Under federal regulation, the tradition of making moccasins will stop with Hotch’s great-grandchildren in the next generation.

“That tradition will be lost if nobody can get near what is their inheritance of learning how to live off the land,” Hotch said. “I try to encourage my family members to marry into Alaska Native or Native American (families),” she said. “But if they don’t, I’ll accept their choice.”

Blood quantum requirement is not seen as a restriction by all stakeholders, said Sealaska Heritage Institute President Rosita Worl, who serves on the Alaska Federation of Natives Subsistence Committee.

That committee adopted a resolution that would allow for supporting an amendment to the Marine Mammal Protection Act to allow for lineage dependence and eliminate the blood quantum, Worl said.
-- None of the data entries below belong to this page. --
PR #1265, opened 2025-09-01
V0.5.0a1: fix checkpointing

avidale:
This change fixes the problem of saving checkpoints that started occurring after the major recipe refactoring (https://github.com/facebookresearch/fairseq2/commit/f2a7454e7a91287d1eb8b26873f7355cc6f014a6):
1. Trainer metrics were not serialized properly during checkpoint saving. 
To fix it, I just start calling `state_dict()` on each metric.
2. Checkpoint manager was trying to remove an checkpoint directory that does not exist and failing with a subsequent OS error.
To fix it, I am simply ignoring `FileNotFoundError` when removing the old checkpoint.
3.  The `_check_safe_state_dict` method of the checkpoint manager was raising errors every time it encountered a list or a dict.
To fix this apparent bug, I am just adding a missing return statement after inspecting all elements of a dict or list.
Additionally, to simplify debugging in the future, I am making the error message more informative by indicating the exact location of the non-compliant object.

None

**Check list:**


src/fairseq2/checkpoint/manager.py
```diff
@@ -433,18 +433,23 @@ def check_item(item: object) -> None:
...
                 return
+            
+            if path is None:
+                path = []
 
             if isinstance(item, Mapping):
                 for k, v in item.items():
-                    check_item(k)
-                    check_item(v)
+                    check_item(k, path=path + [str(k)])
```
artemru, line 442: will it be back or forward compatible ?

artemru (approved):
look good, but I'm not sure about the back compatibility (reloading older chkps)

src/fairseq2/checkpoint/manager.py
avidale: Yes, it is fully compatible; this particular change affects only the error message that gets printed in case if the checkpoint cannot be saved.

src/fairseq2/metrics/bag.py
```diff
@@ -93,7 +93,7 @@ def state_dict(self) -> dict[str, object]:
         state_dict: dict[str, object] = {}
 
         for name, metric in self._metrics.items():
-            state_dict[name] = metric
+            state_dict[name] = metric.state_dict()
```
avidale: Apparently, the information about the metric type gets lost here, so we'll need to save some more information in order to make it deserializeable.

src/fairseq2/checkpoint/manager.py
```diff
@@ -424,7 +424,7 @@ def commit() -> None:
                 raise OperationalError("A thread pool queue operation failed.") from ex
 
     def _check_safe_state_dict(self, kind: str, state_dict: dict[str, object]) -> None:
-        def check_item(item: object) -> None:
+        def check_item(item: object, path: Optional[List[str]] = None) -> None:
```
zyaoj: Could we apply `path: List[str] | None = None` ([PEP 604](https://peps.python.org/pep-0604/) for python>=3.10) or directly `path: List[str] = []` so that we can skip the L437-438 below?

src/fairseq2/metrics/bag.py
zyaoj: Great catch! Could we update to check whether the metric is `Stateful` first, similar to [this](https://github.com/facebookresearch/fairseq2/blob/v0.5.0a1/src/fairseq2/trainer.py#L1167-L1170)? For your case, `torcheval.metrics.Mean/Sum/...` are `Stateful`. But this might not apply to other cases.

```py
>>> from fairseq2.checkpoint import Stateful
>>> metric
<torcheval.metrics.aggregation.mean.Mean object at 0x74976b7d9960>
>>> isinstance(metric, Stateful)
True
```

zyaoj (changes requested):
Thanks for the fix! Great catch and thanks for enhancing the debug logging. Some nit changes requested.

src/fairseq2/metrics/bag.py
avidale: If the metric is not Stateful, why would we try saving it? The checkpoint manager type safety check will fail anyway.

src/fairseq2/checkpoint/manager.py
avidale: I was taught that mutable default argument values are a bad practice 🤷

zyaoj: yeah you are right you got a better teacher

zyaoj (approved):
LGTM!

PR #500, opened 2017-06-13
allow vue templates to be precompiled by erb (with `.vue.erb` extension)

doits:
Or is there any reason why vue templates should not be precompiled by erb?

More specifically this PR does not change that they are precompiled (every file ending in `.erb` is compiled afaik), but now they can be imported with vue-loader.


gauravtiwari:
@doits Since this isn't very common use case, it would best to add this to README. Can you please make a PR with README change?

PR #501, opened 2017-06-14
Remove Gemfile.lock

rossta:
Following typical Ruby gem convention of omitting and gitignoring the `Gemfile.lock` file.


rafaelfranca:
Thank you for the PR but this is not the Rails convention. See https://github.com/rails/rails/pull/18992

rossta:
Thanks for the link, I wasn't aware.

PR #502, opened 2017-06-14
Respect RAILS_ENV and NODE_ENV in webpack-dev-server binstub

rossta:
The following changes substitute hard-coded `'development`' usages with respective `RAILS_ENV` and `NODE_ENV` values. This would be one step in paving the way for running a separate `webpack-dev-server` in test env as opposed to lazy-compiling assets to `packs-test`.


gauravtiwari:
Thanks @rossta 👍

But the Native community is not in agreement.

“Some of the concerns are that some of the northern and western regions have not faced the blood quantum problem as of yet,” she said.

In Haines, seal hunters support proving lineage-or dependance- rather than blood quantum for tribal admission, so that future generations will be able to carry out traditions central to their culture.

The Price’s recount the same story of Steven’s first seal sixteen years ago; Their times on the water together is bonding, they say.

“It’s the closest I feel to my dad,” Steven said.

Earlier this year, Steven Price hosted a class at Klukwan on how to butcher a seal.

“I’m just trying to help carry on the knowledge of everything I know as soon as possible,” he said. “In a few generations, it’s going to be no more.”